Ernest Kyaviro, an opposition leader from Goma in eastern Congo, was arrested on January 22, during the week of demonstrations across the country against proposed changes to the electoral law. The day after his arrest, he was transferred to an intelligence agency detention center in Kinshasa, where he was held without charge and without access to his family or lawyer for 86 days. He was also refused medical treatment during this period. Kyaviro was later transferred to Kinshasa’s central prison. On September 18 he was convicted of provoking and inciting disobedience toward public authorities and sentenced to three years in prison. On September 23, Kyaviro’s wife received a threatening phone call from an anonymous caller who told her: “We had forbidden you from talking to the media, but now you’ve been making noise since your husband was arrested.… Now you will see what’s going to happen. We know where you live.”


On September 18, four youth activists from the organization Struggle for Change (Lutte pour le Changement, LUCHA), Trésor Akili, Sylvain Kambere, Vincent Kasereka, and Gentil Mulume, were convicted of “inciting disobedience to authorities” and sentenced to a suspended 6-month prison term and a 12-month probation period. They had been arrested on April 7 after organizing a peaceful demonstration calling for the release of their colleagues who had been detained in Kinshasa after participating in a workshop to introduce Filimbi, a platform to promote youth engagement in the political process. The four LUCHA activists had been provisionally released after 22 days.


Their colleagues Fred Bauma and Yves Makwambala remain in detention at Kinshasa’s central prison, for participating in the Filimbi workshop. Their trial is ongoing.


The human rights defender Christopher Ngoyi and Cyrille Dowe, a political party leader, both arrested during the January demonstrations, are being held at Kinshasa’s central prison, after weeks or months in an intelligence agency facility. Jean-Claude Muyambo, another political party leader, was also arrested during the January demonstrations and sent to Kinshasa’s central prison. He is detained at a health clinic in Kinshasa where he is being treated for wounds inflicted on him during arrest. The trials against Ngoyi, Dowe, and Muyambo are ongoing – all based on apparently politically motivated charges.

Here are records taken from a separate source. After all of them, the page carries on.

PR #164, opened 2023-03-14
Use TestExecutionListener in shard test

fmeum:
Makes the test slightly more realistic and is needed for future work on sharding parameterized tests.


fmeum:
@shs96c Small follow-up while I try to get parameterized test sharding working.

shs96c (commented):
I am surprised that adding tests dynamically like this works, but if you've tested and verified, this LGTM

shs96c (approved):
LGTM

PR #331, opened 2017-11-10
Update to latest extensibility interfaces

MikeStall:
Move away from deprecated BindingFactory.
User OpenType. 
Use Bind ToStream for [File]
Use converter rules for [FileTrigger]


src/ExtensionsSample/Program.cs
```diff
@@ -20,32 +20,21 @@ public static class Program
         public static void Main(string[] args)
         {
             JobHostConfiguration config = new JobHostConfiguration();
+
```
MikeStall: I'll revert these

src/ExtensionsSample/Samples/FileSamples.cs
```diff
@@ -14,19 +14,19 @@ namespace ExtensionsSample
...
-        // container then deleted.
-        public static async Task ImportFile(
-            [FileTrigger(@"import/{name}", "*.dat", autoDelete: true)] Stream file,
-            [Blob(@"processed/{name}")] CloudBlockBlob output,
-            string name,
-            TextWriter log)
-        {
-            await output.UploadFromStreamAsync(file);
-            file.Close();
+        //// When new files arrive in the "import" directory, they are uploaded to a blob
```
MikeStall: I'll revert these.

src/WebJobs.Extensions.CosmosDB/Config/CosmosDBConfiguration.cs
```diff
@@ -58,34 +60,30 @@ public void Initialize(ExtensionConfigContext context)
...
             _defaultConnectionString = nameResolver.Resolve(AzureWebJobsCosmosDBConnectionStringName);
 
-            BindingFactory factory = new BindingFactory(nameResolver, converterManager);
-
-            IBindingProvider outputProvider = factory.BindToCollector<CosmosDBAttribute, OpenType>(typeof(CosmosDBCollectorBuilder<>), this);
-
-            IBindingProvider outputProviderJObject = factory.BindToCollector<CosmosDBAttribute, JObject>(typeof(CosmosDBCollectorBuilder<>), this);
-
-            IBindingProvider clientProvider = factory.BindToInput<CosmosDBAttribute, DocumentClient>(new CosmosDBClientBuilder(this));
+            // Apply ValidateConnection to all on this rule.
```
MikeStall: No more BindingFactory! All rules based.

src/WebJobs.Extensions.CosmosDB/Config/CosmosDBConfiguration.cs
```diff
@@ -58,34 +60,30 @@ public void Initialize(ExtensionConfigContext context)
...
+            rule.BindToCollector<OpenType>(typeof(CosmosDBCollectorBuilder<>), this);
+            rule.BindToCollector<JObject>(typeof(CosmosDBCollectorBuilder<>), this);
 
-            IBindingProvider jArrayProvider = factory.BindToInput<CosmosDBAttribute, JArray>(typeof(CosmosDBJArrayBuilder), this);
+            rule.BindToInput<DocumentClient>(new CosmosDBClientBuilder(this));
+            rule.BindToInput<JArray>(typeof(CosmosDBJArrayBuilder), this);
 
-            IBindingProvider enumerableProvider = factory.BindToInput<CosmosDBAttribute, IEnumerable<OpenType>>(typeof(CosmosDBEnumerableBuilder<>), this);
-            enumerableProvider = factory.AddValidator<CosmosDBAttribute>(ValidateInputBinding, enumerableProvider);
+            rule.BindToInput<IEnumerable<OpenType>>(typeof(CosmosDBEnumerableBuilder<>), this).AddValidator(ValidateInputBinding);
```
MikeStall: Same semantics here... the validator runs *After* the rule is matched (this is important so that we don't attempt validation on other rules that would obviously fail). So in the fluent interface, it's Bind().AddValidate()

src/WebJobs.Extensions.MobileApps/Config/MobileAppsConfiguration.cs
```diff
@@ -64,84 +67,40 @@ public void Initialize(ExtensionConfigContext context)
...
+            
+            var rule = context.AddBindingRule<MobileTableAttribute>();
+            rule.AddValidator(ValidateMobileAppUri);
 
-            BindingFactory factory = new BindingFactory(_nameResolver, converterManager);
+            rule.BindToCollector<OpenType>(typeof(MobileTableCollectorBuilder<>), this);
+            rule.BindToInput<IMobileServiceClient>(new MobileTableClientBuilder(this));
 
-            IBindingProvider outputProvider = factory.BindToCollector<MobileTableAttribute, OpenType>(typeof(MobileTableCollectorBuilder<>), this);
+            rule.WhenIsNotNull(nameof(MobileTableAttribute.TableName)).
```
MikeStall: Mobile has some pretty aggressive rules here that combine Attribute and parameter type (which I think . This is using the fluent declarative filtering - it detangles it and should be preserving the same semantics as the original. 

Note that  we no longer need per-rule predicates. We can use the OpenType system and just say IMobileServiceTableQuery<MobileType> and IMobileServiceTable<MobileType>

src/WebJobs.Extensions.CosmosDB/Config/CosmosDBConfiguration.cs
```diff
@@ -58,34 +60,30 @@ public void Initialize(ExtensionConfigContext context)
...
-            IBindingProvider outputProvider = factory.BindToCollector<CosmosDBAttribute, OpenType>(typeof(CosmosDBCollectorBuilder<>), this);
-
-            IBindingProvider outputProviderJObject = factory.BindToCollector<CosmosDBAttribute, JObject>(typeof(CosmosDBCollectorBuilder<>), this);
-
-            IBindingProvider clientProvider = factory.BindToInput<CosmosDBAttribute, DocumentClient>(new CosmosDBClientBuilder(this));
+            // Apply ValidateConnection to all on this rule. 
+            var rule = context.AddBindingRule<CosmosDBAttribute>();
+            rule.AddValidator(ValidateConnection);
+            rule.BindToCollector<OpenType>(typeof(CosmosDBCollectorBuilder<>), this);
+            rule.BindToCollector<JObject>(typeof(CosmosDBCollectorBuilder<>), this);
```
brettsam: We shouldn't need this `JObject` one anymore, right? I added this as the workaround for the 'default type' issue in javascript.

MikeStall: Correct. I can remove it. I also added a test in SDK to verify this. 

---
In reply to: [151225522](https://github.com/Azure/azure-webjobs-sdk-extensions/pull/331#discussion_r151225522) [](ancestors = 151225522)

src/WebJobs.Extensions.CosmosDB/Trigger/CosmosDBTriggerBinding.cs
```diff
@@ -48,14 +48,8 @@ public CosmosDBTriggerBinding(ParameterInfo parameter, DocumentCollectionInfo do
...
-            IReadOnlyList<Document> triggerValue;
-            if (!TryAndConvertToDocumentList(value, out triggerValue))
-            {
-                throw new InvalidOperationException("Unable to convert trigger to CosmosDBTrigger.");
-            }
-
-            var valueBinder = new CosmosDBTriggerValueBinder(_parameter.ParameterType, triggerValue);
-            return Task.FromResult<ITriggerData>(new TriggerData(valueBinder, _emptyBindingData));
+            // ValueProvider is via binding rules. 
+            return Task.FromResult<ITriggerData>(new TriggerData(null, _emptyBindingData));
```
brettsam: So does this get called at all? Or is the value merged with this TriggerData somehow?

MikeStall: It's still called to produce the binding data. But then we impose a  IValueProvider separately 

---
In reply to: [151226742](https://github.com/Azure/azure-webjobs-sdk-extensions/pull/331#discussion_r151226742) [](ancestors = 151226742)

src/WebJobs.Extensions.MobileApps/Config/MobileAppsConfiguration.cs
```diff
@@ -64,84 +67,40 @@ public void Initialize(ExtensionConfigContext context)
...
-
-            return false;
+            rule.WhenIsNotNull(nameof(MobileTableAttribute.TableName)).
+                BindToValueProvider<JObject>(BindForItemAsync);
+            rule.BindToValueProvider<MobileType>(BindForItemAsync);
         }
 
-        internal bool IsTableType(MobileTableAttribute attribute, Type paramType)
+        // Must have an single 'string Id' property 
+        internal class MobileType : OpenType
```
brettsam: Cool :-)

src/WebJobs.Extensions.MobileApps/Config/MobileAppsConfiguration.cs
brettsam: I believe there are enough tests for all of this, so if they pass, we should feel confident that the rules match.

brettsam:
@MikeStall -- now that your other changes are in SDK, can this go in?

Issue #342, opened 2017-12-01
Re-add ErrorTrigger


brettsam:
ErrorTrigger was removed when we removed internal usage of `TraceWriter` as it was built on the `TraceWriter`. This issue tracks the re-adding of this to the .NET Core branch.

mathewc:
The feature is currently built on the TraceWriter event stream, so should be directly portable over to the ILogger event stream, since the whole infrastructure is simply sliding window monitoring over an event stream.

I still think it is is a logical design for this to be based on the log stream. While we might consider invention of a new message bus to base this on, I don't think we need to do that.

rholsman:
Is there any way we can get examples of this new pattern? I happened to start a new webjob project within a week of the release of SDK 3.0 and had lots of trouble finding documentation on the changes. I waited for updates to the wiki or microsoft documentation but still can only find the old documentation which no longer works. I have went through the sample code and unit tests on the git hub pages and I find it difficult to find tests or examples for many things such as logging, di in a webjob, activators, webjob hosting (this may be better now), and error handling. With large breaking changes to patterns, libraries, and application design with each major release it makes it very hard to keep on top of best practices. It doesn't feel like there is functional parity between versions; I am sure there is but its very difficult to find especially as functionalities are moved into different objects and namespaces.

simpolainen:
Do you have any ETA on when the ErrorTriggerAttribute will be added to .NET Core?

mathewc:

On September 19, two students from the National Teaching University (Université Pédagogique Nationale, UPN) in Kinshasa were released after eight months arbitrarily detained by intelligence officials, without charge or access to their families and lawyers. They were arrested in January while carrying flyers calling on people to demonstrate against proposed changes to the electoral law.
Three students from the University of Kinshasa – Léon Nguwa, Joel Bokoro, and Giresse Bangomisa – remain in arbitrary detention at an intelligence agency facility. They were arrested in March while printing flyers calling for students to mobilize to support an opposition leader, Vital Kamerhe, who was on trial at the Supreme Court.


A Congolese rapper and artist, Junior Mapeki (known as Radek), is also being detained arbitrarily at an intelligence agency facility. He was arrested in May and interrogated about alleged links to the Filimbi activists and the West African pro-democracy youth organizations Balai Citoyen and Y’En a Marre. He allegedly had photos in his phone of people killed during the January demonstrations in Kinshasa.